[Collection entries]
****

Issue #2918, opened 2020-07-01
Editor Decoupling


o-fernandez:
## Summary

Current proposal by @sayedtaqui for doing the decoupling in the following four steps.

### 1. Move all WordPress-related code from `story-editor` to `wp-story-editor`.

As [story-editor](https://github.com/google/web-stories-wp/tree/main/packages/story-editor) package is supposed to be the core editor, it should be free from any WordPress-related code so that it can easily be integrated with any third-party platform. In this step, we would only remove any WordPress-specific code from the `story-editor` package and this task can be broken down into the following sub-tasks.

- [x] Move all REST API requests logic to [wp-story-editor](https://github.com/google/web-stories-wp/tree/main/packages/wp-story-editor) and use more platform-agnostic names for WordPress-specific HTTP headers like `X-WP-*` used in REST requests #8966 , #9029
- [x] Move [`PostLock`](https://github.com/google/web-stories-wp/tree/2f4e6a3b76b4ad38bc722f99a09235e13434e5cb/packages/story-editor/src/components/postLock) and [`StatusCheck`](https://github.com/google/web-stories-wp/tree/2f4e6a3b76b4ad38bc722f99a09235e13434e5cb/packages/story-editor/src/components/statusCheck) components as they are WordPress specific. (#8990)
- [x] Move the “Story Published” dialog to `wp-story-editor`. (#8951)
- [x] Move WordPress media modal logic ( `wp.media` ) to `wp-story-editor`. (#9066)
- [x] Move [meta boxes](https://github.com/google/web-stories-wp/pull/5048) to `wp-story-editor`. (#9027)

### 2. Move all WordPress-related code from `dashboard` to `wp-dashboard`. (#9027)

Since the [dashboard](https://github.com/google/web-stories-wp/tree/main/packages/dashboard) package has a similar code pattern to some extent, our learnings from step 1 would be helpful to move WordPress-specific code to the [wp-dashboard](https://github.com/google/web-stories-wp/tree/main/packages/wp-dashboard) package. It may need the following work.

- [x] Refactor components to ease future decoupling (#9202 )
- [x] REST API: Refactor `ApiProvider` component to allow api callbacks via wp-dashboard configuration (#9237)
- [x] REST API: Make the expected API responses more platform-agnostic and move functions like `reshapeStoryObject` ( #9345 )
- [x] Move settings page ( analytics, video optimization, etc ) to `wp-dashboard` ( #9419 )
[...]

Issue #8388, opened 2021-07-20
Packages: Move `api-fetch` usage to new shared package


spacedmonkey:
## Feature Description

* [ ] Move some of the code from `/assets/src/edit-story/utils/base64Encode.js` to `/packages/api-fetch/src/`
* [ ] Move some of the code from `/packages/design-system/src/utils/addQueryArgs.js` to `/packages/api/src/` + tests
* [ ] `export * from '@wordpress/api-fetch';`
* [ ] Update imports where necessary.  
  Use `@web-stories-wp/...` imports for anything that is already a package, relative imports for everything else.
* [ ] Create `/packages/api-fetch/package.json` referencing its dependencies
* [ ] Create `/packages/api-fetch/README.md` with short documentation.

## Additional Context

---

_Do not alter or remove anything below. The following sections will be managed by moderators only._

spacedmonkey:
Adding this new package, adds a new number of benefits. 

1. `base64Encode.js` will not longer be loaded from editor in dashboard. 
2. `addQueryArgs` is moved to a more sensible place out of the design system. 
3. Neither the editor / dashboard will have direct dependencies on a WordPress package. 
4. Updating apiFetch package is done in one place. 

Thoughts @swissspidy ?

swissspidy:
With the [decoupling work](https://docs.google.com/document/d/1jTCydhOSl4HGK6PNA3io_Vmsm0wBCCUj0aW8RZXtzz8/edit) we'll end up with at least the following [packages](https://docs.google.com/document/d/1ImRe9wYKWGCAZiq3jro5KLpSJK_NMKXHC6FWqs3nwl0/edit):

* `dashboard`
* `wp-dashboard`
* `story-editor` (think `@wordpress/block-editor` in Gutenberg)
* `wp-story-editor` (think `@wordpress/edit-post` in Gutenberg)

There will probably be a fifth one with shared utilities used by both `wp-` packages, e.g. `wp-story-utils` or similar.

`addQueryArgs`, `@wordpress/api-fetch` usage, `base64Encode`, `getResourceFromAttachment`, etc. would all live in that package.

`story-editor` and `dashboard` would never use those directly. Only `wp-dashboard` and `wp-story-editor` would.

So I'd rather name this `wp-story-utils` or similar, not `api-fetch`.

spacedmonkey:
[...]

PR #8966, opened 2021-09-07
Decoupling: Move all REST API calls to `wp-story-editor`

mohdsayed:
## Context

Move REST API calls to `wp-story-editor` and remove `@wordpress/api-fetch` package dependency from the core story editor.

## To-do

- [x] Create callbacks for all REST API calls and move to wp-story-editor.
- [x] Pass API callbacks back to `wp-story-editor` via config and use in `APIProvider` actions
- [x] Move relevant test cases.
- [x] Move `flattenFormData` to `wp-story-editor`
- ~Handle cases when some API callbacks have not been provided via configuration.~

## Testing Instructions

1.

## Checklist

---


packages/wp-story-editor/src/api/media.js
```diff
@@ -0,0 +1,136 @@
...
+ * distributed under the License is distributed on an "AS IS" BASIS,
+ * WITHOUT WARRANTIES OR CONDITIONS OF ANY KIND, either express or implied.
+ * See the License for the specific language governing permissions and
+ * limitations under the License.
+ */
+/**
+ * External dependencies
+ */
+import { addQueryArgs } from '@web-stories-wp/design-system';
+import { flattenFormData } from '@web-stories-wp/story-editor';
```
swissspidy: Just move this to `wp-story-editor`?

packages/wp-story-editor/src/api/test/api.js
```diff
@@ -0,0 +1,88 @@
...
+
+    apiFetch.mockReturnValue(
+      Promise.resolve({
+        body: GET_MEDIA_RESPONSE_BODY,
+        headers: GET_MEDIA_RESPONSE_HEADER,
+      })
+    );
+  });
+
+  it('getMedia with cacheBust:true should call api with &cache_bust=true', () => {
```
swissspidy, line 41: Since you moved this to `wp-story-editor`, I'd just test the `getMedia` callback directly instead of going through the `APIProvider`.

tests/phpunit/integration/data/story_post_content_filtered.json
```diff
@@ -1,153 +1,153 @@
 {
-  "version": 21,
-  "pages": [
-    {
-      "elements": [
+    "version": 21,
```
mohdsayed: Not sure how this change got pulled in the merge conflict. Will have to reset.

packages/wp-story-editor/src/index.js
```diff
@@ -35,8 +35,9 @@ import { initializeTracking } from '@web-stories-wp/tracking';
 /**
  * Internal dependencies
  */
-import './style.css'; // This way the general editor styles are loaded before all the component styles.
+import * as apiCallbacks from './api';
 import { PostPublishDialog } from './components';
+import './style.css'; // This way the general editor styles are loaded before all the component styles.
```
swissspidy: Why was the order of imports changed here? Now the comment is not accurate anymore.

Aside: it might not be true anyway since some other components are imported way earlier now, so to be actually load those styles earlier this import would probably need to be moved to line ~25, before `External dependencies`

tests/phpunit/integration/data/story_post_content_filtered.json
```diff
@@ -1,153 +1,153 @@
...
-          "b": 255
-        }
-      },
-      "type": "page",
-      "id": "a3f18c09-3f10-43c4-9446-794f0541ea1e"
-    }
-  ],
-  "autoAdvance": true,
-  "defaultPageDuration": 7
+	"version": 21,
```
swissspidy: You might want to tell your IDE to not accidentally change indentation of JSON files like this :-)

packages/story-editor/src/app/api/apiProvider.js
```diff
@@ -173,369 +112,141 @@ function APIProvider({ children }) {
...
+    [customPageTemplates, addPageTemplate]
+  );
+
+  actions.deletePageTemplate = useCallback(
+    (id) => deletePageTemplate(id, customPageTemplates),
+    [customPageTemplates, deletePageTemplate]
+  );
+
+  Object.entries(apiCallbacks).forEach(([name, callback]) => {
+    if (!callback) {
```
swissspidy: When would that be the case?

packages/story-editor/src/app/api/apiProvider.js
```diff
@@ -173,369 +112,141 @@ function APIProvider({ children }) {
...
+      actions[name] = undefined;
```
swissspidy, line 212: Alternative:

```js
actions[name] = () => {};
```

WDYT?

packages/wp-story-editor/src/api/index.js
```diff
@@ -0,0 +1,26 @@
...
+ * limitations under the License.
+ */
+export * from './authors';
+export * from './getStory';
+export * from './media';
+export * from './metaboxes';
+export * from './metadata';
+export * from './pageTemplate';
+export * from './saveStory';
+export * from './statusCheck';
```
swissspidy: Nit: this exposes `statusCheck` callbacks to `story-editor`, even though it's a `wp-story-editor` specific util.

swissspidy: Same for the `metaboxes` export above

packages/story-editor/src/app/api/apiProvider.js
mohdsayed: When some api callbacks are not passed from the configuration. One use case is Playground.

packages/story-editor/src/app/api/apiProvider.js
mohdsayed: It would be easier to check `undefined`, than to check an empty function.

packages/wp-story-editor/src/index.js
mohdsayed: I messed up in resolving a merge conflict. 😬

packages/story-editor/src/app/api/apiProvider.js
swissspidy: If it's an empty function we wouldn't have to check for it, no? It would simply be a no-op.

But I suppose that only works well for actions and not selectors.

packages/story-editor/src/app/api/apiProvider.js
swissspidy: Would the playground pass `apiCallbacks: { uploadMedia: null, ... }` or so in that case or simply not pass that at all? If it doesn't pass anything then it's not in `Object.entries` anyway

packages/story-editor/src/app/api/apiProvider.js
mohdsayed: We wouldn't have to check for it if we use the empty function however since they are supposed to return a promise, I was thinking of places where we would need to use `.then()` the code would probably look like this.
```js
    const request = getStoryById();
    if ( request ) {
      request.then( ( post ) => {

      } );
    }
```

and places where it's directly returning the API call like 
https://github.com/google/web-stories-wp/blob/b7412eaad26ad4cf43198806aa1d8dcca7c0588d/packages/story-editor/src/app/story/actions/useAutoSave.js#L45-L55

It would still be an inconsistent return and would need handling.

But by looking at the overall required changes, I think it would need fewer changes to use an empty function. Let me try.

packages/story-editor/src/app/api/apiProvider.js
mohdsayed: Good catch, the playground can simply not pass at all. Updated code.

packages/wp-story-editor/src/api/index.js
mohdsayed: Noted, and added `@todo`, will remove them as I work on moving meta boxes, StatusCheck, and PostLock components.

mohdsayed: Since those still exist in the `story-editor`, they will be required in `APIProivder` for now.

packages/story-editor/src/app/api/apiProvider.js
mohdsayed: When I look more closely, it's not working very well. For example, here how would I do an early return if I don't want to call these if `getMedia` was not provided.
```js
fetchMediaStart({ pageToken: p }); 
const trackTiming = getTimeTracker('load_media'); 
```

https://github.com/google/web-stories-wp/blob/b7412eaad26ad4cf43198806aa1d8dcca7c0588d/packages/story-editor/src/app/media/local/useContextValueProvider.js#L82-L95

packages/wp-story-editor/src/api/media.js
mohdsayed: Absolutely!! 
Moved in https://github.com/google/web-stories-wp/pull/8966/commits/d6d13ce7fcde9312809e3519592d67c2fa0b1f4c

packages/story-editor/src/app/api/apiProvider.js
mohdsayed: Since the condition is required to be added in a lot of files, I would do it later in a separate PR after this is merged.

packages/wp-story-editor/src/api/test/api.js
mohdsayed: Done in https://github.com/google/web-stories-wp/pull/8966/commits/81899b274c1cd6502ceede50146193c11cbf71b3

packages/story-editor/src/app/api/apiProvider.js
swissspidy: That's a good point, thanks for exploring & explaining.

Let's keep it as-is then for now 👍

spacedmonkey:
For context, I have created an issue for making a shared package for dashboard and editor for api interface. This as the other benefit of remove repeated code. https://github.com/google/web-stories-wp/issues/8388 . It was doing this work here, does not make sense to move it to it's own package and share between dashboard and editor?

packages/wp-story-editor/src/api/getStory.js
```diff
@@ -0,0 +1,65 @@
...
+ * External dependencies
+ */
+import { addQueryArgs } from '@web-stories-wp/design-system';
+/**
+ * WordPress dependencies
+ */
+import apiFetch from '@wordpress/api-fetch';
+
+// Important: Keep in sync with REST API preloading definition.
+const STORY_FIELDS = [
```
spacedmonkey: Let's move this file to constant file, it makes easier to share.

packages/wp-story-editor/src/api/getStory.js
```diff
@@ -0,0 +1,65 @@
...
+  'story_data',
+  'preview_link',
+  'edit_link',
+  'embed_post_link',
+  'publisher_logo_url',
+  'permalink_template',
+  'style_presets',
+  'password',
+].join(',');
+
```
spacedmonkey: See this line will need to added 

https://github.com/google/web-stories-wp/blob/9d18d5f52f1b8a88f170df6be099b0a9d69e40c2/packages/story-editor/src/app/api/apiProvider.js#L58 now that https://github.com/google/web-stories-wp/pull/8946 is merged.

packages/wp-story-editor/src/api/pageTemplate.js
```diff
@@ -0,0 +1,69 @@
...
+
+export function getCustomPageTemplates(page = 1, customPageTemplates) {
+  let apiPath = customPageTemplates;
+  const perPage = 100;
+  apiPath = addQueryArgs(apiPath, {
+    context: 'edit',
+    per_page: perPage,
+    page,
+    _web_stories_envelope: true,
+  });
```
spacedmonkey:
```suggestion
  const perPage = 100;
  const apiPath = addQueryArgs(customPageTemplates, {
    context: 'edit',
    per_page: perPage,
    page,
    _web_stories_envelope: true,
  });
```

packages/wp-story-editor/src/api/getStory.js
swissspidy: Share with whom? This is the only place where this constant is needed/used.

packages/wp-story-editor/src/api/storyLock.js
```diff
@@ -0,0 +1,46 @@
...
+export function getStoryLockById(storyId, stories) {
+  const path = addQueryArgs(`${stories}${storyId}/lock`, {
+    _embed: 'author',
+  });
+
+  return apiFetch({ path });
+}
+
+export function setStoryLockById(storyId, stories) {
+  const path = `${stories}${storyId}/lock`;
```
swissspidy: Realized that this trailing slash is missing here (even before). Let's add it. We've had some WAF compatibility issues in the past when the trailing slashes were omitted.

```suggestion
  const path = `${stories}${storyId}/lock/`;
```

packages/wp-story-editor/src/api/storyLock.js
```diff
@@ -0,0 +1,46 @@
...
+ */
+import { addQueryArgs } from '@web-stories-wp/design-system';
+
+/**
+ * WordPress dependencies
+ */
+import apiFetch from '@wordpress/api-fetch';
+
+export function getStoryLockById(storyId, stories) {
+  const path = addQueryArgs(`${stories}${storyId}/lock`, {
```
swissspidy:
```suggestion
  const path = addQueryArgs(`${stories}${storyId}/lock/`, {
```

swissspidy:
> For context, I have created an issue for making a shared package for dashboard and editor for api interface. This as the other benefit of remove repeated code. #8388 . It was doing this work here, does not make sense to move it to it's own package and share between dashboard and editor?

Yes, but it's too early to work on this though. Such a shared package will likely look quite different and contain more things as things evolve. 

Worth noting that this PR is just one step of a long journey. As we walk (see #2918 for roadmap), we will get a better understanding of what such a shared package will look like.

packages/wp-story-editor/src/api/pageTemplate.js
mohdsayed: Done in https://github.com/google/web-stories-wp/pull/8966/commits/a332ebafd61dfc4a7f9ceddb84412e739ce7b117

packages/wp-story-editor/src/api/storyLock.js
mohdsayed: Done in https://github.com/google/web-stories-wp/pull/8966/commits/a332ebafd61dfc4a7f9ceddb84412e739ce7b117

packages/wp-story-editor/src/api/storyLock.js
mohdsayed: Done in https://github.com/google/web-stories-wp/pull/8966/commits/a332ebafd61dfc4a7f9ceddb84412e739ce7b117

packages/wp-story-editor/src/api/getStory.js
mohdsayed: Done, thanks

swissspidy (approved):

packages/wp-story-editor/src/api/getStory.js
spacedmonkey: We have two other post type that follow the same structure, of story data etc. Might be useful in these other places.

packages/wp-story-editor/src/api/pageTemplate.js
```diff
@@ -0,0 +1,68 @@
...
+
+export function getCustomPageTemplates(page = 1, customPageTemplates) {
+  const perPage = 100;
+  const apiPath = addQueryArgs(customPageTemplates, {
+    context: 'edit',
+    per_page: perPage,
+    page,
+    _web_stories_envelope: true,
+  });
+  return apiFetch({ path: apiPath }).then(({ headers, body }) => {
```
spacedmonkey:
```suggestion
  const path = addQueryArgs(customPageTemplates, {
    context: 'edit',
    per_page: perPage,
    page,
    _web_stories_envelope: true,
  });
  return apiFetch({ path }).then(({ headers, body }) => {
```

packages/wp-story-editor/src/api/statusCheck.js
```diff
@@ -0,0 +1,40 @@
...
+ * Unless required by applicable law or agreed to in writing, software
+ * distributed under the License is distributed on an "AS IS" BASIS,
+ * WITHOUT WARRANTIES OR CONDITIONS OF ANY KIND, either express or implied.
+ * See the License for the specific language governing permissions and
+ * limitations under the License.
+ */
+/**
+ * External dependencies
+ */
+import { base64Encode } from '@web-stories-wp/story-editor';
```
spacedmonkey: This `base64Encode` function should be moved to this package. It is only used in the API provider and is linked to the WordPress implementation.

packages/wp-story-editor/src/api/story.js
```diff
@@ -0,0 +1,115 @@
...
+export function getDemoStoryById(storyId, stories) {
+  const path = addQueryArgs(`${stories}${storyId}/`, {
+    context: 'edit',
+    _embed: STORY_EMBED,
+    web_stories_demo: true,
+    _fields: STORY_FIELDS,
+  });
+
+  return apiFetch({ path });
+}
```
spacedmonkey:
```suggestion
export function getStoryById(storyId, stories, isDemo = false) {
  const path = addQueryArgs(`${stories}${storyId}/`, {
    context: 'edit',
    _embed: STORY_EMBED,
    web_stories_demo: isDemo,
    _fields: STORY_FIELDS,
  });

  return apiFetch({ path });
}

export function getDemoStoryById(storyId, stories) {
  return getStoryById(storyId, stories, true);
}
```

Is this a little cleaner?

packages/story-editor/src/app/api/apiProvider.js
```diff
@@ -71,75 +44,40 @@ function APIProvider({ children }) {
...
-        web_stories_demo: true,
-        _fields: STORY_FIELDS,
-      });
-
-      return apiFetch({ path });
-    },
-    [stories]
-  );
-
   const getStorySaveData = useCallback(
```
spacedmonkey: This function is very heavily linked to the WordPress implementation, like `base64Encode` and all the field mapping, why has this function remained here. This function feels like it should be moved.

packages/wp-story-editor/src/api/story.js
swissspidy: That would expose the `isDemo` param to `story-editor`

packages/wp-story-editor/src/api/getStory.js
mohdsayed: Done in https://github.com/google/web-stories-wp/pull/8966/commits/aa896b0221e33b7e4a96f5685a467aae8904e442

packages/wp-story-editor/src/api/pageTemplate.js
mohdsayed: Done in https://github.com/google/web-stories-wp/pull/8966/commits/951558e5067077554e973489c0745cfbff5ca482

packages/wp-story-editor/src/api/statusCheck.js
mohdsayed: Done in https://github.com/google/web-stories-wp/pull/8966/commits/57e6c7e5626e2065dee39537c42f60881807558f

packages/story-editor/src/app/api/apiProvider.js
mohdsayed: Done in https://github.com/google/web-stories-wp/pull/8966/commits/57e6c7e5626e2065dee39537c42f60881807558f

packages/wp-story-editor/src/api/story.js
mohdsayed: Done in https://github.com/google/web-stories-wp/pull/8966/commits/25cfc094e9734e4a3f558c0b972dd3ff58c53798

mohdsayed:
@spacedmonkey Just a friendly ping that my other PR/tasks are blocked by this PR to some extent 🙂

spacedmonkey (approved):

****

Sift the data above for lines with "Refactor", then copy each one.

- [x] Refactor components to ease future decoupling (#9202 )
- [x] REST API: Refactor `ApiProvider` component to allow api callbacks via wp-dashboard configuration (#9237)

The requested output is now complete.